@Jasmine: She most likely would have been young or possibly adult with a youthful appearance. I’ve actually seen some actors and actresses in movies that look younger than they really are. But that’s kind of beside the point. So, it’s possible the White Witch may have been an adult with youthful appearance.
Normally, in Western society, we judge who is a child and who is an adult by legal age. I reached the age of adulthood, in 1969, at a time when the age of majority was 21, enabling me to vote, marry without asking my parents or be otherwise treated as an adult. This age was reduced to the age of 18 years about when my eldest child was born in 1972. You say that some actors & actresses in movies look younger than they really are, a very good point, when the ability to disguise age is part of their professional work, and there are also people, I agree, who work very hard at staying younger than their actual age.

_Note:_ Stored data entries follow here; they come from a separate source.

Issue #19, opened 2020-09-25
Connection establishment


stammw:
Introduce `client` and `server` modules, with their respective `Connection` types. Then implement `handshake(quic::Connection) -> Connection` so a connection can be established.

For the moment `Connection` builders are not necessary, let's wait for settings and `ContolStream` implementations to introduce them.

PR #22, opened 2020-10-09
Connection

stammw:
Adresses #19.

There is a deviation from the proposal here: no handshake, but only construct functions. Sorry for not figuring this out before, but the handshake part is actually out of H3 scope. It is a QUIC matter. Plus, there is no exhange needed prior the first request. Once QUIC+TLS negociated the ALPN, we're ready to work with H3.

I'm not sure where to provide a `const ALPN = b"h3"`. It is something that will always be needed since there is no H3 without QUIC, and no QUIC without TLS.

### DIFF
--- a/h3-quinn/Cargo.toml
+++ b/h3-quinn/Cargo.toml
@@ -10,3 +10,7 @@ bytes = "0.5"
 quinn = "0.6"
 quinn-proto = "0.6"
 futures = "0.3"
+
+[dev-dependencies]
+tokio = { version = "0.2", features = ["rt-threaded", "macros"]}
+rcgen = "0.7.0"
--- a/h3-quinn/src/lib.rs
+++ b/h3-quinn/src/lib.rs
@@ -335,3 +335,71 @@ impl From<WriteError> for SendStreamError {
         Self::Write(e)
     }
 }
+
+#[cfg(test)]
+mod tests {
+    use super::*;
+    use h3::{client, server};
+    use quinn::{
+        Certificate, CertificateChain, ClientConfigBuilder, Endpoint, PrivateKey,
+        ServerConfigBuilder,
+    };
+    use rcgen;
+    use tokio;
+
+    #[tokio::test]
+    async fn connect() {
+        let (cert_chain, cert, key) = build_certs();
+        // Build client
+        let mut client_config = ClientConfigBuilder::default();
+        client_config.protocols(&[b"h3"]);
+        client_config.add_certificate_authority(cert).unwrap();
+
+        let mut client_endpoint_builder = Endpoint::builder();
+        client_endpoint_builder.default_client_config(client_config.build());
+        let (client_endpoint, _) = client_endpoint_builder
+            .bind(&"[::]:0".parse().unwrap())
+            .unwrap();
+
+        let client = async {
+            let conn = client_endpoint
+                .connect(&"[::1]:4433".parse().unwrap(), "localhost")
+                .unwrap()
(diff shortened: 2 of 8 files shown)


h3-quinn/Cargo.toml
```diff
@@ -10,3 +10,5 @@ bytes = "0.5"
 quinn = "0.6"
 quinn-proto = "0.6"
 futures = "0.3"
+tokio = { version = "0.2", features = ["rt-threaded", "macros"]}
```
seanmonstar, line 13: These could be `dev-dependencies`.

seanmonstar (commented):
>  no handshake, but only construct functions

My understanding of the HTTP/3 spec is that a few streams need to be setup first: the control streams and the qpack streams, and swapping of SETTINGS. That's what I meant by handshaking, at least. I sketched that out in an [early branch here](https://github.com/hyperium/h3/blob/spike/src/server.rs#L53-L81). I think 0rtt requests could skip it, but there might be value in knowing "all the necessary streams are ready". I could also be misunderstanding something in the spec, it's plenty big and I've not read it that many times.

stammw:
To me, recieving a `SettingsFrame` from the peer's control stream is not a hard requirement before exchanging requests. In [3.3. Connection Establishment](https://quicwg.org/base-drafts/draft-ietf-quic-http.html#name-connection-establishment):

> While connection-level options pertaining to the core QUIC protocol are set in the initial crypto handshake, HTTP/3-specific settings are conveyed in the SETTINGS frame. After the QUIC connection is established, a SETTINGS frame (Section 7.2.4) MUST be sent by each endpoint as the initial frame of their respective HTTP control stream; see Section 6.2.1.

Only means `SETTINGS` must be *sent*.

As well as this in [6.2.1 Control Streams](https://quicwg.org/base-drafts/draft-ietf-quic-http.html#control-streams), only says the peer *might* send it's `SETTINGS` first:

> Depending on whether 0-RTT is enabled on the QUIC connection, either client or server might be able to send stream data first after the cryptographic handshake completes.

I asked about this on the quicwg slack http channel:

stammw 
> Hello everyone!
> Must the control streams be opened before any request to be processed ? If so, must the peers wait for settings to be exchanged ? If no settings have been exchanged, how would the `MAX_HEADER_LIST_SIZE` be enforced ? By responding `431` if this unknown number is exceeded, that's all ?

evequefou

> Max header list size is an interesting one, because it's not actually normatively binding on anyone.  That reflects the fact that implementations have had such limits since HTTP/1.1 and simply not had a mechanism to disclose them.
> 
> So the setting is a way to early-fail -- the next hop down can not bother sending a request it knows will be rejected, rather than getting most(?) of the way through the headers and then getting the rejection.  But it's still perfectly valid to send that large request.
> 
> More generally, when you haven't seen SETTINGS yet, you're allowed to send but have to assume defaults.  That means no QPACK dynamic table and no negotiated extensions, primarily.
> 
> If you think the dynamic table would make your request substantially smaller, there's some advantage in waiting to see if you get a SETTINGS frame.  But there's also some advantage in not incurring any additional latency, so....  :man-shrugging: (edited) 

Yes we'd better open the outgoing control stream and send our settings on it. That will make the function taking care of this be `async`. But all the work here will only be *writting*. 

In this case I think `handshake()` is not a adequate name.

seanmonstar:
That's fair, thanks for the explanation. I'm fine with it just being `new` as an `async fn`.

seanmonstar (approved):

In her only other book appearance in the Narnia Chronicles, Polly says of Susan:
"Grown-up, indeed," said the Lady Polly. "I wish she would grow up. She wasted all her school time wanting to be the age she is now, and she'll waste all the rest of her life trying to stay that age. Her whole idea is to race on to the silliest time of one's life as quick as she can and then stop there as long as she can."
We never find out what sort of actual work Susan would likely be doing, once she left school. C.S.Lewis did write to someone about Susan that though she was proud and vain in The Last Battle, she would have time to change in her own way, when she was the only one of the Pevensies, who remained alive.
Whether for career or social reasons or whether it is a natural lifestyle choice, many do try to keep looking as young as they can, until well past middle age, which is roughly in the 50's age bracket, when certain physiological changes can & do take place, along with that particular milestone. One or two decades later, retiring age is the next milestone, at the traditional three score & ten, though some still can work well into their eighties & nineties. But by that time health can also go downhill fast. It is cruel of thoughtless people to call elderly women "old hags", or "old witches", either, in my opinion, when elderly women are often too fragile to be anything of the sort.
Jadis, I think, goes into this category, of staying at the same age for the rest of her life, sort of "mutton dressed up as lamb", as the likes of Aunt Letty would say rather witheringly. Usually, it is done with paint of one kind or the other, whether as cosmetics or in the case of statues, actual paint. But it seems that Jadis was skilled with magic. Therefore, I don't think Jadis' actual age is relevant to the plot when Jadis wants to stay at the same age forever, anyway.